1640, Sab-BOT-age, is proud to present our 2020 CVT Swerve Module.
Our 2017-2019 CVT swerve was designed to add CVT functionality on top of our standard swerve module, which has only seen iterative changes since its inception in 2010. While this provided us a lot of success and the base swerve module was robust, proven, and reliable, it provided for a suboptimal implementation of CVT. Over the last 2 years, we have spent countless hours redesigning our swerve module from the ground up. Our new module borrows many great features from 2910’s MK2 and MK1 modules and combines them with an integrated CVT. This amalgam of the best features swerve has to offer will greatly enhance the performance, precision, and reliability of our swerve drive trains.

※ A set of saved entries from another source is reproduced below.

PR #3827, opened 2025-07-17
Add `additional configuration` section to docs in packages that lacked this

playfulFence:
Draft as I want some opinions on `esp-backtrace` one....

as we're just importing the `readme` for docs page, we can just append this section. I'm okay with copy-pasting the `readme` text itself and just pasting this section in it, but maybe it's fine as it is or there's another way around

image

### DIFF
--- a/esp-backtrace/src/lib.rs
+++ b/esp-backtrace/src/lib.rs
@@ -1,14 +1,16 @@
 #![allow(rustdoc::bare_urls, unused_macros)]
 #![cfg_attr(target_arch = "xtensa", feature(asm_experimental_arch))]
-//! Supports the ESP32, ESP32-C2/C3/C6, ESP32-H2, ESP32-P4, and ESP32-S2/S3. Optional exception and
-//! panic handlers are included, both of which can be enabled via their respective features.
+//! This is a lightweight crate for obtaining backtraces during panics, exceptions, and hard faults
+//! on Espressif devices. It provides optional panic and exception handlers and supports a range of
+//! output options, all configurable through feature flags.
 //!
 //! Please note that when targeting a RISC-V device, you **need** to force frame pointers (i.e.
 //! `"-C", "force-frame-pointers",` in your `.cargo/config.toml`); this is **not** required for
 //! Xtensa.
 //!
-//! You can get an array of backtrace addresses (limited to 10 entries by default) via `arch::backtrace()` if
-//! you want to create a backtrace yourself (i.e. not using the panic or exception handler).
+//! You can get an array of backtrace addresses (limited to 10 entries by default) via
+//! `arch::backtrace()` if you want to create a backtrace yourself (i.e. not using the panic or
+//! exception handler).
 //!
 //! ## Features
 #![doc = document_features::document_features!()]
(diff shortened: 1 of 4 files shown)


MabezDev:
I think we can deconstruct the README a bit, and leave the more interesting info in lib.rs. For instance the first paragraph up to "When using the panic and/or exception handler make sure to include use esp_backtrace as _;." I would take from the README and put in the lib.rs docs.

I'd then remove the manual feature table, and instead use `#![doc = document_features::document_features!()]` crate to document these features.

Finally, we can then include the config table after that in lib.rs, leaving the contribution notes in README.

How does that sound?

playfulFence:
Looks WAY better now IMO. No noise, just essential info, the rest can be found in the repo's README

image

esp-backtrace/src/lib.rs
```diff
@@ -1,6 +1,25 @@
...
 #![cfg_attr(target_arch = "xtensa", feature(asm_experimental_arch))]
-#![doc = include_str!("../README.md")]
+//! Supports the ESP32, ESP32-C2/C3/C6, ESP32-H2, ESP32-P4, and ESP32-S2/S3. Optional exception and
+//! panic handlers are included, both of which can be enabled via their respective features.
+//!
+//! Please note that when targeting a RISC-V device, you **need** to force frame pointers (i.e.
+//! `"-C", "force-frame-pointers",` in your `.cargo/config.toml`); this is **not** required for
+//! Xtensa.
+//!
+//! You can get an array of backtrace addresses (currently limited to 10) via `arch::backtrace()` if
```
bugadani:
```suggestion
//! You can get an array of backtrace addresses (limited to 10 entries by default) via `arch::backtrace()` if
```

esp-backtrace/src/lib.rs
```diff
@@ -1,6 +1,25 @@
 #![allow(rustdoc::bare_urls, unused_macros)]
 #![cfg_attr(target_arch = "xtensa", feature(asm_experimental_arch))]
-#![doc = include_str!("../README.md")]
+//! Supports the ESP32, ESP32-C2/C3/C6, ESP32-H2, ESP32-P4, and ESP32-S2/S3. Optional exception and
+//! panic handlers are included, both of which can be enabled via their respective features.
+//!
+//! Please note that when targeting a RISC-V device, you **need** to force frame pointers (i.e.
```
MabezDev: Let's cfg this comment on `target_arch = "riscv32"` and reword it a bit so it makes sense

esp-backtrace/src/lib.rs
```diff
@@ -1,6 +1,25 @@
 #![allow(rustdoc::bare_urls, unused_macros)]
 #![cfg_attr(target_arch = "xtensa", feature(asm_experimental_arch))]
-#![doc = include_str!("../README.md")]
+//! Supports the ESP32, ESP32-C2/C3/C6, ESP32-H2, ESP32-P4, and ESP32-S2/S3. Optional exception and
```
MabezDev: Let's reword this a bit to introduce the crate properly, its a crate to get a back trace under panics and hardfaults. It supports a multitude of output transports depending on the various features chosen. That kind of thing. I'd also drop the supports X chip, that should be obvious from the chip features now.

MabezDev:
Ah, needs an fmt run, then merge it whenever you're ready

-Integrate CVT as core feature of design vs treating CVT as an add-on to an existing design
- Low possibility of V-belt misalignment with pulleys causing thrown belt
- Increases reliability vs older & more fragile 3D-printed servo arms to actuate CVT
-Achieve a near-linear relationship between servo angle and CVT ratio (see CVT description below)
-Decrease height of module to reclaim important real estate on the robot
-Integrate the modules into a Versaframe chassis as huge gussets.

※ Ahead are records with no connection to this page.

PR #119, opened 2016-04-15
Resolves #114 - Add db metadata filter

### LINKED ISSUE #114: Filter database metadata items
I have some databases that have too many tables. Would be awesome if was possible to filter the metadata items.

BornaP:
I implemented [option B](https://github.com/sqlectron/sqlectron-gui/issues/114) @maxcnunes was talking about.

Idea was to reuse the same component used for database filtering. Tested it locally and it seems to work fine.

Up for comments, especially regarding styling it :)

### DIFF
--- a/src/renderer/components/database-list-item.jsx
+++ b/src/renderer/components/database-list-item.jsx
@@ -1,5 +1,6 @@
 import React, { Component, PropTypes } from 'react';
 import DatabaseListItemMetatada from './database-list-item-metadata.jsx';
+import DatabaseFilter from './database-filter.jsx';
 
 
 const STYLE = {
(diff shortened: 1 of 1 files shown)


maxcnunes:
The code looks good for merge. Could you please provide a screenshot then I can evaluate the layout as well?

BornaP:
Sure thing!

filter_example

Basically, it's styled the same as the filter for databases (well it is the same component at the end haha).

maxcnunes:
I think that is all right. Not sure if will be a bit annoying the filter box always visible for every database.
But we can think better about it let this possible change to another issue.

maxcnunes:
Thanks @BornaP :+1:

BornaP:
Yeah, I agree with you. 
Again, you're welcome, glad I can contribute! \o/

PR #124, opened 2016-04-21
Table columns preview

BornaP:
Okay, this is still a working version of resolving [issue](https://github.com/sqlectron/sqlectron-core/issues/13) in GUI and is open for discussion.

Columns are separated in their own action/reducer and are loaded on (single) clicking table name. Columns are stored in a store object with db > table > columns hierarchy so they don't get mixed up if different databases have same tables.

-Reduce weight of module using non-standard materials and 3D printing
-Use NEO Brushless Motors for both Driving and Steering
We utilized many of the same standard COTS parts from other swerve modules, 3D printed parts as much as possible, and G10/Garolite plates for further weight reduction. The G10 is easy and fast to route for our team though we did implement a new vacuum system on our router to protect our lungs. The most significant weight reduction from 3D printing is found on the wheel supports. They are reinforced with 2 10-32 bolts inserted vertically into each support. Initial testing of repeatedly crashing the swerve modules into a barrier (à la 2019 ball corral) has yielded no failures.

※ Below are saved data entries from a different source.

PR #128, opened 2016-04-27
Add query autocompletion

BornaP:
So I took some time today to figure this out. First off, if we do not plan to use autocomplete, react-ace =< 2.8.0 should be used, because upgrading to ^3.x.x causes some [problems](https://github.com/securingsincity/react-ace/issues/95). After some debugging and fixing unpredicted behavior, here it is - simple but neat autocompletion! It completes SQL keyword and words user recently typed (that would be column and table names in most of the cases I guess).

Thou adding autocomplete was a few lines of code, there were some unexpected behavior issues. `onChange` event on AceEditor now fires more often although string remains the same, which caused infinite number of `UPDATE_QUERY` actions. That's why I had to add [this](https://github.com/BornaP/sqlectron-gui/commit/55f5894a0f261cfcf3a544a3df30da016bf4e1be#diff-236a63be919fef1cdbb6ed49da761adeR69).  For some reason, I had difficulties with react-ace v3.4.0, autocomplete only worked for first word and was closing automatically after new `UPDATE_QUERY` action.  It works fine with 3.3.0 so that's why it's listed [explicitly](https://github.com/BornaP/sqlectron-gui/commit/55f5894a0f261cfcf3a544a3df30da016bf4e1be#diff-b9cfc7f2cdf78a7f4b91a753d10865a2R70).

Before this is merged, I'll try if array of items (tables, columns) can be injected in autocompletion list. @maxcnunes @krolow please test it locally if it works on your machines as well! :smiley: 

Btw. Seem's that guys from WagonHQ (commercial version of our app :P) have extended ace with their custom autocomplete. [Link](https://www.wagonhq.com/blog/engineering-at-wagon)

### DIFF
--- a/package.json
+++ b/package.json
@@ -67,7 +67,7 @@
     "minimist": "^1.2.0",
     "node-sass": "^3.4.2",
     "react": "^0.14.8",
-    "react-ace": "^2.8.0",
+    "react-ace": "3.3.0",
     "react-addons-create-fragment": "^0.14.8",
     "react-dom": "^0.14.3",
     "react-paginate": "^0.5.0",
--- a/src/renderer/actions/queries.js
+++ b/src/renderer/actions/queries.js
@@ -66,9 +66,24 @@ export function executeDefaultSelectQueryIfNeeded (database, table) {
   };
 }
 
+export function updateQueryIfNeeded (query) {
+  return (dispatch, getState) => {
+    if (shouldUpdateQuery(query, getState())) {
+      return dispatch(updateQuery(query));
+    }
+  };
+}
 
-export function updateQuery (query) {
+function updateQuery (query) {
   return { type: UPDATE_QUERY, query };
+}
+
+function shouldUpdateQuery (query, state) {
+  const currentQuery = getCurrentQuery(state);
+  if (!currentQuery) return true;
+  if (currentQuery.isExecuting) return false;
+  if (query === currentQuery.query) return false;
+  return true;
 }
 
 
--- a/src/renderer/components/query.jsx
+++ b/src/renderer/components/query.jsx
@@ -3,6 +3,7 @@ import { debounce } from 'lodash';
 import AceEditor from 'react-ace';
 import 'brace/mode/sql';
 import 'brace/theme/github';
+import 'brace/ext/language_tools';
 import QueryResult from './query-result.jsx';
 import ServerDBClientInfoModal from './server-db-client-info-modal.jsx';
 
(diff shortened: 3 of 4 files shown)


maxcnunes:
I have tested it and it is working pretty well. For some reason ace does not have support for all common SQL keywords such as `LIKE`. But seems have support for most of them.
We can take a look in the future on react-ace to check if that problem have been fixed. For while I think is not a problem use a fixed version for react-ace.
Let me know if you need help including table names and columns in the autocomplete. I can take a  look on that as well. Maybe we will need follow the same approach of WagnonHQ extending the ace editor. But lets keep it simple if possible.

Also, I think maybe not everyone likes auto complete. Me for instance, I like them some times, but most of time I feel them a bit annoying. Could have an option to disable/enable the auto complete. Could be a configuration from the config file or a shortcut to toggle it. Also would be cool if was possible to disable the auto complete and only show the `suggestion keyword` on typing `CTRL+SPACE` or something like that. But these are changes we have to discuss more about. Lets keep for another issue/PR.

Thanks again for the PR 👏 👏 👏

BornaP:
@maxcnunes Great! Regarding including table names and columns in the autocomplete, we will probably just have to [write our own completer](https://github.com/securingsincity/react-ace/issues/69) which would contain tables/columns by database. If you want you can take a look, why not :)

And for keeping options in configuration, thats easly doable as what you have describe fits `enableBasicAutocompletion `option, while automatic autocomplete fits `enableLiveAutocompletion`. So I guess we could keep those bool vals in config.

Thanks for the merge! :tada:

maxcnunes:
@BornaP I will have some free time only in the weekend. Since you have found the solution and looks like be pretty simple to implement. If you are free to work on this and is excited to work on that, please do. Otherwise let me know than I can work on that in the weekend.

BornaP:
Sure thing, I'll try to get this done until the weekend

BornaP:
@maxcnunes I caught some little time for this and couldn't get it working today. I'll be off over the weekend so I'll get back to this later (if you won't resolve it in meantime). 
I tried to write custom completer following link earlier mentioned (which would include tables related to current database connection). I sent database name (`connections.databases[0]`) and `tables.itemsByDatabase` object as props to Query component, but problem was that database name is set to undefined at first moment for some reason.

maxcnunes:
@BornaP I have implemented the auto completion list with the database metadata ([commit](https://github.com/sqlectron/sqlectron-gui/commit/347b5c1ee28be0ca2de884ae24b7aadab40f34b7)).
But I found out sometimes while I'm typing the query it is jumping the cursor to end of the query.
I hope fix that tomorrow.

PR #130, opened 2016-04-29
Execute the selected query

rodrigowirth:


rodrigowirth:
image

maxcnunes:
Pretty handful feature. Thanks for the PR @rodrigowirth 👏 👏 👏 
There is only one problem. Your implementation does not work on executing the query through the short key. But no worries, I can fix that 😄

Issue #138, opened 2016-05-09
When press Ctrl + S tab get renamed to undefined


krolow:
![image](https://cloud.githubusercontent.com/assets/46822/15125835/54d35106-1605-11e6-8171-d3bb17e6a4fa.png)

BornaP:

Free speed: high -> low gear 16ft/s -> 7.5ft/s
1.029->2.25:1 CVT range + 26:18 gear reduction + 4:1 bevel gear reduction
Total reduction: 5.95:1->13:1
Steering reduction: 24:1 -> 4rps
Size: 7.4’’ x 5.75’’ length x width
1.5’’ Ground to bottom of wheel mounts
3.6’’ Ground to bottom plate
6.1’’ Ground to top plate
8.45’’ Ground to top of NEO
True drive speed sensed by AMT-102 encoder
Steering sensed by 6127V1A360L.5 hall effect sensor connected using plastic
The main feature of this swerve module is the integrated CVT. For anyone who needs a refresher in how CVT works, the gist is that you have a variable diameter pulley that you can control to change your gear ratio. In previous years we used external 3D printed arms controlled by a servo to introduce tension to the belt and alter the gear ratio. This was hard to control, unreliable, and delicate. This year, we instead move the CVT pulley itself to introduce tension and vary the gear ratio. In the video you can see the NEO and CVT pulley are mounted to the “pie gear” which acts as a curved rack to interface with the servo’s pinion. The servo precisely moves the CVT assembly to introduce tension. This opens and closes the CVT pulley and allows us full control over our gear ratio.